*** Opening INPUT FOR THIS TASK ***

PR #555, opened 2022-05-11
Connect SQL verifier tag transforms to policy rules in datalog.

markww:
This change connects the SQL verifier tag transform nodes to the policy
rules that control their behavior, and shows this behavior control
occurring in unit tests.


markww:
Sorry the diff is so messy, I don't know why GitHub didn't realize that many of these commits are already on main. In any case, the only change with anything new is the one with the title that matches the PR title, so maybe you can review that commit only? Let me see if I can clean this up.

markww:
Managed to make a cleaner diff in #556 , so closing this one.

PR #558, opened 2022-05-13
Wrap the top `Value` from an arena with a new `SqlOutputOp`.

markww:
In a previous commit, we introduced the concept of a "sql.sql_output"
operator in datalog, which would cause a failure if any confidentiality
tag made it to the access path wrapped by that operation. This
introduces the code to use that concept in the IR translator by wrapping
the top level value with an operation having operator `SqlOutputOp`.


bgogul (approved):
datalog lowering needs to be updated, right? Will that be in a follow up PR?

markww:
It doesn't actually need to be updated because this is expressed as a new `Operator`/`Operation`. As such, the lowering can just handle it as it would handle any other `Operation`/`Operator`.

PR #560, opened 2022-05-14
Add a top-level driver to tie the Raksha SQL analysis together.

markww:
This commit adds a top level driver that ties together the pieces of the
SQL analysis, causing a dataflow graph proto and a string containing
datalog `isSqlPolicyRule` facts to be turned into a boolean, indicating
whether the policy was violated or not.

This change also refactors the creation of temporary directories by
creating a function in `utils` for doing it the right way that can be
called in multiple locations.


src/backends/policy_engine/souffle/datalog_fact_policy.h
```diff
@@ -0,0 +1,54 @@
...
+    return WriteFactsStringToFactsFile(output_path, relation_name_,
+                                       facts_string_);
+  }
+
+ private:
+  std::string relation_name_;
+  std::string facts_string_;
+};
+
+class SqlPolicyRuleFactPolicy : public DatalogFactPolicy {
```
bgogul, line 46: Even though the current implementation calls this a policy, it is technically not a policy. Rather,  it is part of the semantics of the operation. In the long run, I don't think we should have this at all.

See my comment in `IsModuleCompliantInner`. We should just get rid of this for now and use `WriteFactsStringToFactsFile` to dump the rules directly.

src/backends/policy_engine/souffle/souffle_policy_checker.cc
```diff
@@ -18,25 +18,59 @@
...
+using DatalogLoweringVisitor = souffle::DatalogLoweringVisitor;
+
 static constexpr char kDatalogPolicyEngine[] = "datalog_policy_verifier_cxx";
 static constexpr char kViolatesPolicyRelation[] = "violatesPolicy";
 
-bool SoufflePolicyChecker::IsModulePolicyCompliant(const ir::Module& module,
-                                                   const Policy& policy) const {
-  std::unique_ptr<souffle::SouffleProgram> program(CHECK_NOTNULL(
-      souffle::ProgramFactory::newInstance(std::string(kDatalogPolicyEngine))));
+static bool IsModulePolicyCompliantInner(
```
bgogul, line 40: nit: `IsModulePolicyCompliantInner` -> `IsModulePolicyCompliantHelper`

src/backends/policy_engine/souffle/souffle_policy_checker.cc
```diff
@@ -18,25 +18,59 @@
...
+    const ir::Module& module, const Policy& policy,
+    std::filesystem::path facts_directory) {
```
bgogul, line 42: `const std::filesystem::path& facts_directory`?

src/backends/policy_engine/souffle/datalog_fact_policy.h
```diff
@@ -0,0 +1,54 @@
...
+  absl::Status OutputAsDlFactsToDirectory(
+      const std::filesystem::path &output_path) const override {
+    return WriteFactsStringToFactsFile(output_path, relation_name_,
+                                       facts_string_);
+  }
+
+ private:
+  std::string relation_name_;
+  std::string facts_string_;
+};
```
bgogul, line 44: Haven't thought this through, but I don't know if this is right abstraction of policy for the long run. Let us get rid of this because we don't need this right now?

If you want to keep this class, then make it simple and move the logic in OutputAsDlFactsToDirectory back to souffle_policy_checker?

src/backends/policy_engine/souffle/raksha_datalog_facts_test.cc
```diff
@@ -52,6 +54,18 @@ class DumpFactsToDirectoryTest : public testing::Test {
...
+
+  // Usually, the test fixture's destructor is fine. But I'm pretty sure that
+  // `remove_all` can throw an exception in general, which would cause undefined
+  // behavior if we put this in the destructor. This probably isn't possible
+  // with the noexception flags that we're using, but when it comes to undefined
+  // behavior in dtors, better safe than sorry.
+  void TearDown() override {
+    if (!directory_.empty()) {
+      std::filesystem::remove_all(directory_);
+    }
```
bgogul, line 68: If it is temporary directory, do we really need to clean it up explicitly?

src/backends/policy_engine/souffle/utils.cc
```diff
@@ -0,0 +1,47 @@
...
+
+#include "src/backends/policy_engine/souffle/utils.h"
+
+#include <fstream>
+
+#include "absl/strings/str_format.h"
+
+namespace raksha::backends::policy_engine::souffle {
+
+absl::Status WriteFactsStringToFactsFile(
```
bgogul, line 25: If you add an API, we should add tests too. This could probably stay as a static method of RakshaDatalogFacts?

src/backends/policy_engine/souffle/souffle_policy_checker.cc
```diff
@@ -18,25 +18,59 @@
...
+  absl::Status output_policy_status =
+      policy.OutputAsDlFactsToDirectory(facts_directory);
+  CHECK(output_policy_status.ok())
+      << "Unexpected error while outputting policy: " << output_policy_status;
```
bgogul, line 46: Why don't we just use `WriteFactsStringToFactsFile` to dump the `isSqlPolicyRule` string passed in through the swig interface?

src/frontends/sql/driver.cc
```diff
@@ -0,0 +1,36 @@
...
+#include "src/frontends/sql/driver.h"
+
+#include "src/frontends/sql/decode.h"
+#include "src/frontends/sql/sql_ir.pb.h"
+#include "src/backends/policy_engine/souffle/souffle_policy_checker.h"
+
+namespace raksha::frontends::sql {
+
+bool verify(const ExpressionArena &arena,
+            backends::policy_engine::souffle::DatalogFactPolicy policy) {
```
bgogul, line 26: Aren't you passing in a `string` instead of policy from Swig?

src/common/utils/filesystem.cc
```diff
@@ -0,0 +1,43 @@
...
+  std::error_code error_code;
+  std::filesystem::path temp_path =
+      std::filesystem::temp_directory_path(error_code);
+  CHECK(!error_code) << absl::StrFormat(
+      "Unable to access temporary file directory: `%s`", error_code.message());
+
+  absl::string_view temp_file = std::tmpnam(nullptr);
+  std::filesystem::path new_temp_path = temp_path / temp_file;
+  if (!std::filesystem::create_directory(new_temp_path, error_code)) {
+    LOG(FATAL) << absl::StrFormat("Unable to create directory `%s`: `%s`",
```
bgogul, line 37: Why not return `absl::StatusOr` as it used to be?  Given that this could run on an android app, we should gracefully fail. We cannot have `FATAL` failures if we can help it.

That is also why I tried to use non-exception methods from std::filesystem.

bgogul (commented):
Left some comments. Changes like having a `LOG(FATAL)` in the code path of an Android app is a no-no. I was thinking that if there was a failure like this, we should return false for policy compliance back, which is safer than crashing the app.

src/backends/policy_engine/souffle/raksha_datalog_facts_test.cc
markww: Yes, because it isn't temporary in the sense of "will be cleaned up when all references to it expire", it's more likely temporary in the sense of "will be cleaned up when the machine is powered off". Garbage can accumulate in such directories surprisingly quickly, especially for devices that people don't think to turn off frequently (like phones).

src/backends/policy_engine/souffle/datalog_fact_policy.h
markww: Got rid of this class.

src/backends/policy_engine/souffle/datalog_fact_policy.h
markww: Got rid of this, put the string directly in `Policy` for now.

src/frontends/sql/driver.cc
markww: Yes, but it is likely that the long-term direction will be to instead pass a `Policy` in. I was thinking it would feel most correct to construct a `Policy` in the bridge from the policy string for now.

src/backends/policy_engine/souffle/souffle_policy_checker.cc
markww: Done.

src/backends/policy_engine/souffle/souffle_policy_checker.cc
markww: Fixed.

src/common/utils/filesystem.cc
markww: Fixed `CreateTemporaryDirectory` to return an `absl::StatusOr` instead of failing in a `FATAL` fashion.

src/backends/policy_engine/souffle/utils.cc
markww: The policy rules aren't part of `RakshaDatalogFacts`, so in order to share code like this I have to make this file public. So I guess I'll write some tests for it.

markww: Wrote tests for this function.

src/backends/policy_engine/souffle/souffle_policy_checker.cc
markww: I don't 100% understand this comment. I've refactored things a bit so that the `isSqlPolicyRule` facts are a field on the `Policy` object and we are using `WriteFactsStringToFactsFile` to put them into a `.facts` file in the facts directory. Does that satisfy this comment?

bgogul (approved):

*** Closing INPUT FOR THIS TASK ***

## TASK GOAL
Please copy out each line in the entries that mentions the string "when".

## ANSWER SECTION
+  // with the noexception flags that we're using, but when it comes to undefined
markww: Yes, because it isn't temporary in the sense of "will be cleaned up when all references to it expire", it's more likely temporary in the sense of "will be cleaned up when the machine is powered off". Garbage can accumulate in such directories surprisingly quickly, especially for devices that people don't think to turn off frequently (like phones).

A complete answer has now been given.